Does the charge move instantly?

Teaching Guidance for 11-14 Supporting Physics Teaching

When the light comes on

Wrong Track: The bulb cannot light until the energy is carried to it.

Wrong Track: The charges travel from the battery to bulb, and light it when they get there.

Right Lines: The circuit starts working as soon as you throw the switch. The charged particles start moving everywhere and electrical working lights the bulb.

When do the charged particles start to move?

Thinking about the learning

It's possible that this kind of thinking is encouraged in children by donation models that suggest that everything comes from the battery, and is then carried round to the bulb.

Thinking about the teaching

It would appear that when we turn on a switch the electrically charged particles move immediately in all parts of the circuit and instantly light a bulb. Even if we connect all the wires available in the laboratory, to make a big circuit, the light bulb still appears to react immediately.

Actually it does take a very short time for the electrons to start moving. The electric field that sets the electrons in motion takes a finite time to pass through the wires. The field propagates (moves) at approximately the speed of light: 300,000 kilometre /second, that is 300 millimetre in a thousand-millionth of a second.

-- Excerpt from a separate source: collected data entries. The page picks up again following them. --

PR #2935, opened 2024-02-16
Feat/tweaks for network update

adekbadek:
### All Submissions:

A few tweaks for the upcoming changes to `newspack-network`, and one fix:

1. Extricates a `get_reader_roles` method in Reader Activation
2. Adds metadata to webhook request posts, so they can be found later (and avoid duplication)
3. Fixes an issue where `subscription_id` was set only on renewal orders, not on the initial order of a subscription

_Follow instructions in https://github.com/Automattic/newspack-network/pull/51_

### Other information:

### DIFF
--- a/includes/data-events/class-utils.php
+++ b/includes/data-events/class-utils.php
@@ -14,9 +14,10 @@ final class Utils {
 	/**
 	 * Get order data.
 	 *
-	 * @param int $order_id Order ID.
+	 * @param int  $order_id Order ID.
+	 * @param bool $process_donations_only Whether to process only donation orders.
 	 */
-	public static function get_order_data( $order_id ) {
+	public static function get_order_data( $order_id, $process_donations_only = false ) {
 		$order = \wc_get_order( $order_id );
 		if ( ! $order ) {
 			return;
@@ -24,8 +25,12 @@ final class Utils {
 		if ( ! \Newspack\WooCommerce_Connection::should_sync_order( $order ) ) {
 			return;
 		}
-		// Donation orders always have just a single product, but other orders can have more than one.
-		$product_id = \Newspack\Donations::get_order_donation_product_id( $order_id ) ?? array_values( \Newspack\WooCommerce_Connection::get_products_for_order( $order_id ) );
+		if ( $process_donations_only ) {
+			$product_id = \Newspack\Donations::get_order_donation_product_id( $order_id );
+		} else {
+			// Donation orders always have just a single product, but other orders can have more than one.
+			$product_id = array_values( \Newspack\WooCommerce_Connection::get_products_for_order( $order_id ) );
+		}
 		if ( ! $product_id ) {
 			return;
 		}
@@ -60,11 +65,11 @@ final class Utils {
 	}
 
 	/**
-	 * Get subscription data.
+	 * Get recurring donation data.
 	 *
-	 * @param WC_Subscription $subscription Subscription.
+	 * @param WC_Subscription $subscription Subscription which is a recurring donation.
 	 */
-	public static function get_subscription_data( $subscription ) {
+	public static function get_recurring_donation_data( $subscription ) {
 		$product_id = \Newspack\Donations::get_order_donation_product_id( $subscription->get_id() );
 		if ( ! $product_id ) {
 			return;
--- a/includes/data-events/class-utils.php
+++ b/includes/data-events/class-utils.php
@@ -1,0 +1,83 @@
+<?php
+/**
+ * Newspack Data Events Utils.
+ *
+ * @package Newspack
+ */
+
+namespace Newspack\Data_Events;
+
+/**
+ * Main Class.
+ */
+final class Utils {
+	/**
+	 * Get order data.
+	 *
+	 * @param int $order_id Order ID.
+	 */
+	public static function get_order_data( $order_id ) {
+		$order = \wc_get_order( $order_id );
+		if ( ! $order ) {
+			return;
+		}
+		if ( ! \Newspack\WooCommerce_Connection::should_sync_order( $order ) ) {
+			return;
+		}
+		// Donation orders always have just a single product, but other orders can have more than one.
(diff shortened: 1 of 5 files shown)


includes/reader-activation/class-reader-activation.php
```diff
@@ -679,7 +686,7 @@ public static function is_user_reader( $user, $strict = false ) {
 			 *
```
leogermani: Move the filter doc along with the filter

includes/data-events/class-utils.php
```diff
@@ -0,0 +1,83 @@
...
+		];
+	}
+
+	/**
+	 * Get subscription data.
+	 *
+	 * @param WC_Subscription $subscription Subscription.
+	 */
+	public static function get_subscription_data( $subscription ) {
+		$product_id = \Newspack\Donations::get_order_donation_product_id( $subscription->get_id() );
```
leogermani, line 73: we are using this for any kind of subscription, so we should not check and return nothing if it's not a donation subscription. I think this check should still be kept in the listerers

Note that we still need to fetch the product ID to be able to get the recurrence

includes/data-events/class-utils.php
```diff
@@ -0,0 +1,83 @@
...
+		$order = \wc_get_order( $order_id );
+		if ( ! $order ) {
+			return;
+		}
+		if ( ! \Newspack\WooCommerce_Connection::should_sync_order( $order ) ) {
+			return;
+		}
+		// Donation orders always have just a single product, but other orders can have more than one.
+		$product_id = \Newspack\Donations::get_order_donation_product_id( $order_id ) ?? array_values( \Newspack\WooCommerce_Connection::get_products_for_order( $order_id ) );
+		if ( ! $product_id ) {
```
leogermani, line 34: Make sure it works for any order and not only for donations

includes/data-events/listeners.php
```diff
@@ -134,37 +134,7 @@ function( $provider, $email, $lists_added, $lists_removed, $result ) {
...
-			'referer'         => $order->get_meta( '_newspack_referer' ),
-			'popup_id'        => $order->get_meta( '_newspack_popup_id' ),
-			'is_renewal'      => $is_renewal,
-			'subscription_id' => $subscription_id,
-			'platform_data'   => [
-				'order_id'   => $order_id,
-				'product_id' => $product_id,
-			],
-		];
+		return \Newspack\Data_Events\Utils::get_order_data( $order_id );
```
leogermani: here is where we want to check if this is a donation related order or not

includes/data-events/listeners.php
```diff
@@ -178,35 +148,7 @@ function( $order_id, $product_id ) {
...
-			'popup_id'        => $order->get_meta( '_newspack_popup_id' ),
-			'is_renewal'      => $is_renewal,
-			'subscription_id' => $subscription_id,
-			'platform_data'   => [
-				'order_id'   => $order_id,
-				'product_id' => $product_id,
-				'client_id'  => $order->get_meta( NEWSPACK_CLIENT_ID_COOKIE_NAME ),
-			],
-		];
+		return \Newspack\Data_Events\Utils::get_order_data( $order_id );
```
leogermani: same as above. Here is where we should check if it's a donation.

The event name is misleading btw

includes/data-events/listeners.php
```diff
@@ -246,36 +188,7 @@ function( $subscription, $status_to, $status_from ) {
...
```
leogermani: check donation

includes/data-events/listeners.php
```diff
@@ -325,20 +213,7 @@ function( $subscription, $status_to, $status_from ) {
...
-		return [
-			'user_id'         => $subscription->get_customer_id(),
-			'email'           => $subscription->get_billing_email(),
-			'subscription_id' => $subscription->get_id(),
-			'amount'          => (float) $subscription->get_total(),
-			'currency'        => $subscription->get_currency(),
-			'recurrence'      => empty( $recurrence ) ? 'once' : $recurrence,
-			'platform'        => Donations::get_platform_slug(),
-		];
+		return \Newspack\Data_Events\Utils::get_subscription_data( $subscription );
```
leogermani: again a misleading event name. But the check to see if it's a donation should happen here, not in the Utils method

includes/data-events/listeners.php
```diff
@@ -349,22 +224,17 @@ function( $subscription, $status_to, $status_from ) {
 	'woocommerce_subscription_status_updated',
 	'donation_subscription_changed',
 	function( $subscription, $status_to, $status_from ) {
-		$product_id = Donations::get_order_donation_product_id( $subscription->get_id() );
-		if ( ! $product_id ) {
+		$data = \Newspack\Data_Events\Utils::get_subscription_data( $subscription );
```
leogermani: same

leogermani (changes requested):

includes/data-events/class-utils.php
adekbadek: That's what happens here – if the donation product ID is not found, the fallback is `\Newspack\WooCommerce_Connection::get_products_for_order`.

includes/data-events/class-utils.php
adekbadek: > we are using this for any kind of subscription

No, this is only for recurring donations (`donation_subscription_changed`, `donation_subscription_cancelled`) listeners. `product_subscription_changed` listener has its own data processing below.

adekbadek:
Addressed the is-donation-order/subscription comments in 85a624b042e0960878e4b683b7d22f3d524e30e2.

includes/reader-activation/class-reader-activation.php
adekbadek: Done in 2eb469d

includes/data-events/class-utils.php
leogermani: Let's rename these methods then? `...donation_subscriptions...` ? or even `get_recurring_donations_data` ?

leogermani: oops, I commented before looking at the changes :)

leogermani (approved):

Does this delay matter? An electrical signal would take a mere hundredth of a second to pass from the UK to the USA through cables under the Atlantic Ocean. However, a modern computer will time itself on a signal changing many millions of times a second. With signals that are fractions of a millionth of a second long, even small delays in signals travelling along wires must be taken into account when designing circuit boards.

The bulb in our circuit does not turn on immediately, but the delay is so short that it is only significant in situations far removed from school laboratory bench experiments.